Retype the entries in full.

--- SOURCE DATA Enclosed Below ---

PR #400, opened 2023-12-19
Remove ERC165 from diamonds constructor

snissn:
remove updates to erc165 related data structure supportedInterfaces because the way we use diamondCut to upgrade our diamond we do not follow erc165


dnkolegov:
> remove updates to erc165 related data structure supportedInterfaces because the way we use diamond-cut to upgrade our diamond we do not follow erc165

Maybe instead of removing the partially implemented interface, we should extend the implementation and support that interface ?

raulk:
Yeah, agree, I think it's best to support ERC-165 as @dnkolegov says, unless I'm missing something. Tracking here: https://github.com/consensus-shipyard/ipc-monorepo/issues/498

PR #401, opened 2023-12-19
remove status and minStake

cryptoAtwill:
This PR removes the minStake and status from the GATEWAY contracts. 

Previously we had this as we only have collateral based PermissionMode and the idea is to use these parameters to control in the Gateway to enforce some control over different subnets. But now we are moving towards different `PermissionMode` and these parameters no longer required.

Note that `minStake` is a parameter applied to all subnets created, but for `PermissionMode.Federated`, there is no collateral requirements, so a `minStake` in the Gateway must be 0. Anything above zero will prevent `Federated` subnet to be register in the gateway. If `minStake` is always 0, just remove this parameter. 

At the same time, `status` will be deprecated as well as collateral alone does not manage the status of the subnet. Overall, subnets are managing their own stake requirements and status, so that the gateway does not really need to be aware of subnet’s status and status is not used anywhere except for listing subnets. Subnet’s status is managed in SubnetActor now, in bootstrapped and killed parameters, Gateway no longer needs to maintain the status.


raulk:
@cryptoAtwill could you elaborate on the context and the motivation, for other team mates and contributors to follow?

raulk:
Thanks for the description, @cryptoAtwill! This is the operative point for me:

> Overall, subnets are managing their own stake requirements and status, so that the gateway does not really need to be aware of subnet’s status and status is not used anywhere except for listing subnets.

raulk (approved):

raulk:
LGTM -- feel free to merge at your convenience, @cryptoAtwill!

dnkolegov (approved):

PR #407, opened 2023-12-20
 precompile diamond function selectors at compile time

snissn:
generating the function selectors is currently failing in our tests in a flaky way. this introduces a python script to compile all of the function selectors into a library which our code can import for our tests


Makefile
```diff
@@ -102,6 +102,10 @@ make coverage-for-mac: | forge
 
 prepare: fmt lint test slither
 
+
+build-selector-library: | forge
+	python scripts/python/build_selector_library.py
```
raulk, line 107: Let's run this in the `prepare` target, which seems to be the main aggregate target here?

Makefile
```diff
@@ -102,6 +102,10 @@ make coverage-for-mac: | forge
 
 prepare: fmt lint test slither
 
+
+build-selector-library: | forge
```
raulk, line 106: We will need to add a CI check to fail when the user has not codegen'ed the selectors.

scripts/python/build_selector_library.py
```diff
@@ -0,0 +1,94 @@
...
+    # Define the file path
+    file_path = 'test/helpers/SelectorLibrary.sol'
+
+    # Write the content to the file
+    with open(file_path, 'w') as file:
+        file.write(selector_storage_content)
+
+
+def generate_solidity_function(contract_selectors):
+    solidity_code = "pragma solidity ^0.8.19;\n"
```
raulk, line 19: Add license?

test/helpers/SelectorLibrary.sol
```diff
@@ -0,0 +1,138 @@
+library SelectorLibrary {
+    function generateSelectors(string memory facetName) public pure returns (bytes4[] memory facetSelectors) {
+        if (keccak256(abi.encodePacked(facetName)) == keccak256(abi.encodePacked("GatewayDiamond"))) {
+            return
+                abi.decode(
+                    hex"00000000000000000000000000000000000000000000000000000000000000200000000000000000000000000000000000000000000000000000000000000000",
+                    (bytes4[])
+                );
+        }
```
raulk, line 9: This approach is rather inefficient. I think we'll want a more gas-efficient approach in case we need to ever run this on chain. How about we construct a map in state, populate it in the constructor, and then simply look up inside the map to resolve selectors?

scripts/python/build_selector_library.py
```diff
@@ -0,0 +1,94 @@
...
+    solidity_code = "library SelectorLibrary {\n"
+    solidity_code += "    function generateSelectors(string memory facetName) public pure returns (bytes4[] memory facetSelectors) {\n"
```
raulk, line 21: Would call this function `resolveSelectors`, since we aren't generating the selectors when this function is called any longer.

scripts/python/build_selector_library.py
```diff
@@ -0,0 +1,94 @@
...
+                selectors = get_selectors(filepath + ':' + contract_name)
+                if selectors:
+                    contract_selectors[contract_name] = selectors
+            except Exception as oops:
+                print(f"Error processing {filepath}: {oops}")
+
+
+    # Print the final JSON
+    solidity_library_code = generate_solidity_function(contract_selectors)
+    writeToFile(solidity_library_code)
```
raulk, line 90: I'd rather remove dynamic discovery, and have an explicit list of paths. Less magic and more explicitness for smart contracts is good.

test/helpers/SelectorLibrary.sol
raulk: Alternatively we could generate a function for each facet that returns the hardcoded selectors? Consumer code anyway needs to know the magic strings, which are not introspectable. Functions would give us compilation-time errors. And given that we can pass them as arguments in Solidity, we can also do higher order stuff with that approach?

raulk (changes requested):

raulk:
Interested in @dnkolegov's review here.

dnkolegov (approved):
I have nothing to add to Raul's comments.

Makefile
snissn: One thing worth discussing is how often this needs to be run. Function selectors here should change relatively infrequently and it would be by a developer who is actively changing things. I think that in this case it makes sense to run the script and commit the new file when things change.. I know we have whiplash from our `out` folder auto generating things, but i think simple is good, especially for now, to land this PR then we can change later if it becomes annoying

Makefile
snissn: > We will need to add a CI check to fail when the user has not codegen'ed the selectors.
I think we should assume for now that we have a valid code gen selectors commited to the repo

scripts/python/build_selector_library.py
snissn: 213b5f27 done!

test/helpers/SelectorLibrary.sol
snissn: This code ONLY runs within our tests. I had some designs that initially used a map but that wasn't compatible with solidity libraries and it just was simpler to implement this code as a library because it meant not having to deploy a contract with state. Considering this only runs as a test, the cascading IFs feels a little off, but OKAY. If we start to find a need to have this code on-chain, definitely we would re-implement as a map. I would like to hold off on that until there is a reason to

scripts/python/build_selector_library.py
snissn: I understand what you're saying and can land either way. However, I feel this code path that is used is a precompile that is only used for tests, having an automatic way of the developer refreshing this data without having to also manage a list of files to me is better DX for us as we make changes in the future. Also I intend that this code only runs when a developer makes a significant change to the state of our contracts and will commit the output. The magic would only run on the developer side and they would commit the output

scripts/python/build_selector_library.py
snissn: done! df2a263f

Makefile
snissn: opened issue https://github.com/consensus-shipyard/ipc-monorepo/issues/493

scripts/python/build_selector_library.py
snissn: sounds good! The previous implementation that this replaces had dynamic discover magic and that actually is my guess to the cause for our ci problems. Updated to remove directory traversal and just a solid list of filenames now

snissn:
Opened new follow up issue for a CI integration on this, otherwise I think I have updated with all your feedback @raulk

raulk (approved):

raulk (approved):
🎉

--- End of Enclosed SOURCE DATA ---

== WRITTEN ANSWER ==
PR #400, opened 2023-12-19
Remove ERC165 from diamonds constructor

snissn:
remove updates to erc165 related data structure supportedInterfaces because the way we use diamondCut to upgrade our diamond we do not follow erc165


dnkolegov:
> remove updates to erc165 related data structure supportedInterfaces because the way we use diamond-cut to upgrade our diamond we do not follow erc165

Maybe instead of removing the partially implemented interface, we should extend the implementation and support that interface ?

raulk:
Yeah, agree, I think it's best to support ERC-165 as @dnkolegov says, unless I'm missing something. Tracking here: https://github.com/consensus-shipyard/ipc-monorepo/issues/498

PR #401, opened 2023-12-19
remove status and minStake

cryptoAtwill:
This PR removes the minStake and status from the GATEWAY contracts. 

Previously we had this as we only have collateral based PermissionMode and the idea is to use these parameters to control in the Gateway to enforce some control over different subnets. But now we are moving towards different `PermissionMode` and these parameters no longer required.

Note that `minStake` is a parameter applied to all subnets created, but for `PermissionMode.Federated`, there is no collateral requirements, so a `minStake` in the Gateway must be 0. Anything above zero will prevent `Federated` subnet to be register in the gateway. If `minStake` is always 0, just remove this parameter. 

At the same time, `status` will be deprecated as well as collateral alone does not manage the status of the subnet. Overall, subnets are managing their own stake requirements and status, so that the gateway does not really need to be aware of subnet’s status and status is not used anywhere except for listing subnets. Subnet’s status is managed in SubnetActor now, in bootstrapped and killed parameters, Gateway no longer needs to maintain the status.


raulk:
@cryptoAtwill could you elaborate on the context and the motivation, for other team mates and contributors to follow?

raulk:
Thanks for the description, @cryptoAtwill! This is the operative point for me:

> Overall, subnets are managing their own stake requirements and status, so that the gateway does not really need to be aware of subnet’s status and status is not used anywhere except for listing subnets.

raulk (approved):

raulk:
LGTM -- feel free to merge at your convenience, @cryptoAtwill!

dnkolegov (approved):

PR #407, opened 2023-12-20
 precompile diamond function selectors at compile time

snissn:
generating the function selectors is currently failing in our tests in a flaky way. this introduces a python script to compile all of the function selectors into a library which our code can import for our tests


Makefile
```diff
@@ -102,6 +102,10 @@ make coverage-for-mac: | forge
 
 prepare: fmt lint test slither
 
+
+build-selector-library: | forge
+	python scripts/python/build_selector_library.py
```
raulk, line 107: Let's run this in the `prepare` target, which seems to be the main aggregate target here?

Makefile
```diff
@@ -102,6 +102,10 @@ make coverage-for-mac: | forge
 
 prepare: fmt lint test slither
 
+
+build-selector-library: | forge
```
raulk, line 106: We will need to add a CI check to fail when the user has not codegen'ed the selectors.

scripts/python/build_selector_library.py
```diff
@@ -0,0 +1,94 @@
...
+    # Define the file path
+    file_path = 'test/helpers/SelectorLibrary.sol'
+
+    # Write the content to the file
+    with open(file_path, 'w') as file:
+        file.write(selector_storage_content)
+
+
+def generate_solidity_function(contract_selectors):
+    solidity_code = "pragma solidity ^0.8.19;\n"
```
raulk, line 19: Add license?

test/helpers/SelectorLibrary.sol
```diff
@@ -0,0 +1,138 @@
+library SelectorLibrary {
+    function generateSelectors(string memory facetName) public pure returns (bytes4[] memory facetSelectors) {
+        if (keccak256(abi.encodePacked(facetName)) == keccak256(abi.encodePacked("GatewayDiamond"))) {
+            return
+                abi.decode(
+                    hex"00000000000000000000000000000000000000000000000000000000000000200000000000000000000000000000000000000000000000000000000000000000",
+                    (bytes4[])
+                );
+        }
```
raulk, line 9: This approach is rather inefficient. I think we'll want a more gas-efficient approach in case we need to ever run this on chain. How about we construct a map in state, populate it in the constructor, and then simply look up inside the map to resolve selectors?

scripts/python/build_selector_library.py
```diff
@@ -0,0 +1,94 @@
...
+    solidity_code = "library SelectorLibrary {\n"
+    solidity_code += "    function generateSelectors(string memory facetName) public pure returns (bytes4[] memory facetSelectors) {\n"
```
raulk, line 21: Would call this function `resolveSelectors`, since we aren't generating the selectors when this function is called any longer.

scripts/python/build_selector_library.py
```diff
@@ -0,0 +1,94 @@
...
+                selectors = get_selectors(filepath + ':' + contract_name)
+                if selectors:
+                    contract_selectors[contract_name] = selectors
+            except Exception as oops:
+                print(f"Error processing {filepath}: {oops}")
+
+
+    # Print the final JSON
+    solidity_library_code = generate_solidity_function(contract_selectors)
+    writeToFile(solidity_library_code)
```
raulk, line 90: I'd rather remove dynamic discovery, and have an explicit list of paths. Less magic and more explicitness for smart contracts is good.

test/helpers/SelectorLibrary.sol
raulk: Alternatively we could generate a function for each facet that returns the hardcoded selectors? Consumer code anyway needs to know the magic strings, which are not introspectable. Functions would give us compilation-time errors. And given that we can pass them as arguments in Solidity, we can also do higher order stuff with that approach?

raulk (changes requested):

raulk:
Interested in @dnkolegov's review here.

dnkolegov (approved):
I have nothing to add to Raul's comments.

Makefile
snissn: One thing worth discussing is how often this needs to be run. Function selectors here should change relatively infrequently and it would be by a developer who is actively changing things. I think that in this case it makes sense to run the script and commit the new file when things change.. I know we have whiplash from our `out` folder auto generating things, but i think simple is good, especially for now, to land this PR then we can change later if it becomes annoying

Makefile
snissn: > We will need to add a CI check to fail when the user has not codegen'ed the selectors.
I think we should assume for now that we have a valid code gen selectors commited to the repo

scripts/python/build_selector_library.py
snissn: 213b5f27 done!

test/helpers/SelectorLibrary.sol
snissn: This code ONLY runs within our tests. I had some designs that initially used a map but that wasn't compatible with solidity libraries and it just was simpler to implement this code as a library because it meant not having to deploy a contract with state. Considering this only runs as a test, the cascading IFs feels a little off, but OKAY. If we start to find a need to have this code on-chain, definitely we would re-implement as a map. I would like to hold off on that until there is a reason to

scripts/python/build_selector_library.py
snissn: I understand what you're saying and can land either way. However, I feel this code path that is used is a precompile that is only used for tests, having an automatic way of the developer refreshing this data without having to also manage a list of files to me is better DX for us as we make changes in the future. Also I intend that this code only runs when a developer makes a significant change to the state of our contracts and will commit the output. The magic would only run on the developer side and they would commit the output

scripts/python/build_selector_library.py
snissn: done! df2a263f

Makefile
snissn: opened issue https://github.com/consensus-shipyard/ipc-monorepo/issues/493

scripts/python/build_selector_library.py
snissn: sounds good! The previous implementation that this replaces had dynamic discover magic and that actually is my guess to the cause for our ci problems. Updated to remove directory traversal and just a solid list of filenames now

snissn:
Opened new follow up issue for a CI integration on this, otherwise I think I have updated with all your feedback @raulk

raulk (approved):

raulk (approved):
🎉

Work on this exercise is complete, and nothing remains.